**Try it**
Retype all of the entries word for word.
::: Supplied records :::
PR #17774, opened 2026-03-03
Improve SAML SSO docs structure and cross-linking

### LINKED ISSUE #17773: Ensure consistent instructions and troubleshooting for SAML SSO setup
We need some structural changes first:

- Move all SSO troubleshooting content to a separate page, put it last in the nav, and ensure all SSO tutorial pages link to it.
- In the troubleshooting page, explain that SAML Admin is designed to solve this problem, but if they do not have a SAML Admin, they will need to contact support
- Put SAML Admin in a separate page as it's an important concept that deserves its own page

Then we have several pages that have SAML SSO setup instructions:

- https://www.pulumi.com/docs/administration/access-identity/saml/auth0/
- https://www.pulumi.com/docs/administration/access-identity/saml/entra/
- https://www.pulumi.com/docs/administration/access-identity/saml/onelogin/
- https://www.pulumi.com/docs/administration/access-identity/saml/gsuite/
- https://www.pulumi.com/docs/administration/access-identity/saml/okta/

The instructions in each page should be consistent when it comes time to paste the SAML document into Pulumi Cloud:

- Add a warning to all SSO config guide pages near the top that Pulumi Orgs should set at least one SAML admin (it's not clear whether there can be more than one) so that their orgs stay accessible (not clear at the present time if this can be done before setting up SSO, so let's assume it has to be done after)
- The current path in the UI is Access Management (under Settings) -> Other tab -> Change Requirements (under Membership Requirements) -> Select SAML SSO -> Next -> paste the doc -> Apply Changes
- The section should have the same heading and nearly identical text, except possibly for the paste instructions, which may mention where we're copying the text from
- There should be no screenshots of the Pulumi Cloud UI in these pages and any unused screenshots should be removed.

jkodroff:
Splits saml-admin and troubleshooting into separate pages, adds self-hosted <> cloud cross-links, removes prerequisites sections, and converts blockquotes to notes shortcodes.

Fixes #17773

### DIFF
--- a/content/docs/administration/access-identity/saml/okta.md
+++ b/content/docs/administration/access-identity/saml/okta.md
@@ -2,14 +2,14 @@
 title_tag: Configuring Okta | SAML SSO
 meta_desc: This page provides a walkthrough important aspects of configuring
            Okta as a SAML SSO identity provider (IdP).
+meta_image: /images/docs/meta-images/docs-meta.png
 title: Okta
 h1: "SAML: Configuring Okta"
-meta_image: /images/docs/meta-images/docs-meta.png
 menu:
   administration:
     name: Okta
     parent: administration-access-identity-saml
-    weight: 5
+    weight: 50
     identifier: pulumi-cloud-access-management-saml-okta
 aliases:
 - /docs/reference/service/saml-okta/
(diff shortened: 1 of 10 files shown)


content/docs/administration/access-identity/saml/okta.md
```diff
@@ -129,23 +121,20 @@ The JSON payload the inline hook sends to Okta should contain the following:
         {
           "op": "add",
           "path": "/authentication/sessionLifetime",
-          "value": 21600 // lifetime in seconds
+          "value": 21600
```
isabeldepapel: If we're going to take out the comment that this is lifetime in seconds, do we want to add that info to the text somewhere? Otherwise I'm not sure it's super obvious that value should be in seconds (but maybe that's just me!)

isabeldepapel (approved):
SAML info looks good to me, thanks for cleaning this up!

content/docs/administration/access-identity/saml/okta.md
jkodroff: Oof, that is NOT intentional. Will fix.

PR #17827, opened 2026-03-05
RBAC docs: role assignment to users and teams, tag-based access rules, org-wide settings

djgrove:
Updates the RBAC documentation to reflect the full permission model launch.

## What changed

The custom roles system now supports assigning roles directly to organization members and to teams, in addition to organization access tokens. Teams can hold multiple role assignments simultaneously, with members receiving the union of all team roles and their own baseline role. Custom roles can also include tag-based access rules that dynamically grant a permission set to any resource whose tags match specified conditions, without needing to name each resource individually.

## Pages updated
:::
**Answer**
PR #17774, opened 2026-03-03
Improve SAML SSO docs structure and cross-linking

### LINKED ISSUE #17773: Ensure consistent instructions and troubleshooting for SAML SSO setup
We need some structural changes first:

- Move all SSO troubleshooting content to a separate page, put it last in the nav, and ensure all SSO tutorial pages link to it.
- In the troubleshooting page, explain that SAML Admin is designed to solve this problem, but if they do not have a SAML Admin, they will need to contact support
- Put SAML Admin in a separate page as it's an important concept that deserves its own page

Then we have several pages that have SAML SSO setup instructions:

- https://www.pulumi.com/docs/administration/access-identity/saml/auth0/
- https://www.pulumi.com/docs/administration/access-identity/saml/entra/
- https://www.pulumi.com/docs/administration/access-identity/saml/onelogin/
- https://www.pulumi.com/docs/administration/access-identity/saml/gsuite/
- https://www.pulumi.com/docs/administration/access-identity/saml/okta/

The instructions in each page should be consistent when it comes time to paste the SAML document into Pulumi Cloud:

- Add a warning to all SSO config guide pages near the top that Pulumi Orgs should set at least one SAML admin (it's not clear whether there can be more than one) so that their orgs stay accessible (not clear at the present time if this can be done before setting up SSO, so let's assume it has to be done after)
- The current path in the UI is Access Management (under Settings) -> Other tab -> Change Requirements (under Membership Requirements) -> Select SAML SSO -> Next -> paste the doc -> Apply Changes
- The section should have the same heading and nearly identical text, except possibly for the paste instructions, which may mention where we're copying the text from
- There should be no screenshots of the Pulumi Cloud UI in these pages and any unused screenshots should be removed.

jkodroff:
Splits saml-admin and troubleshooting into separate pages, adds self-hosted <> cloud cross-links, removes prerequisites sections, and converts blockquotes to notes shortcodes.

Fixes #17773

### DIFF
--- a/content/docs/administration/access-identity/saml/okta.md
+++ b/content/docs/administration/access-identity/saml/okta.md
@@ -2,14 +2,14 @@
 title_tag: Configuring Okta | SAML SSO
 meta_desc: This page provides a walkthrough important aspects of configuring
            Okta as a SAML SSO identity provider (IdP).
+meta_image: /images/docs/meta-images/docs-meta.png
 title: Okta
 h1: "SAML: Configuring Okta"
-meta_image: /images/docs/meta-images/docs-meta.png
 menu:
   administration:
     name: Okta
     parent: administration-access-identity-saml
-    weight: 5
+    weight: 50
     identifier: pulumi-cloud-access-management-saml-okta
 aliases:
 - /docs/reference/service/saml-okta/
(diff shortened: 1 of 10 files shown)


content/docs/administration/access-identity/saml/okta.md
```diff
@@ -129,23 +121,20 @@ The JSON payload the inline hook sends to Okta should contain the following:
         {
           "op": "add",
           "path": "/authentication/sessionLifetime",
-          "value": 21600 // lifetime in seconds
+          "value": 21600
```
isabeldepapel: If we're going to take out the comment that this is lifetime in seconds, do we want to add that info to the text somewhere? Otherwise I'm not sure it's super obvious that value should be in seconds (but maybe that's just me!)

isabeldepapel (approved):
SAML info looks good to me, thanks for cleaning this up!

content/docs/administration/access-identity/saml/okta.md
jkodroff: Oof, that is NOT intentional. Will fix.

PR #17827, opened 2026-03-05
RBAC docs: role assignment to users and teams, tag-based access rules, org-wide settings

djgrove:
Updates the RBAC documentation to reflect the full permission model launch.

## What changed

The custom roles system now supports assigning roles directly to organization members and to teams, in addition to organization access tokens. Teams can hold multiple role assignments simultaneously, with members receiving the union of all team roles and their own baseline role. Custom roles can also include tag-based access rules that dynamically grant a permission set to any resource whose tags match specified conditions, without needing to name each resource individually.

## Pages updated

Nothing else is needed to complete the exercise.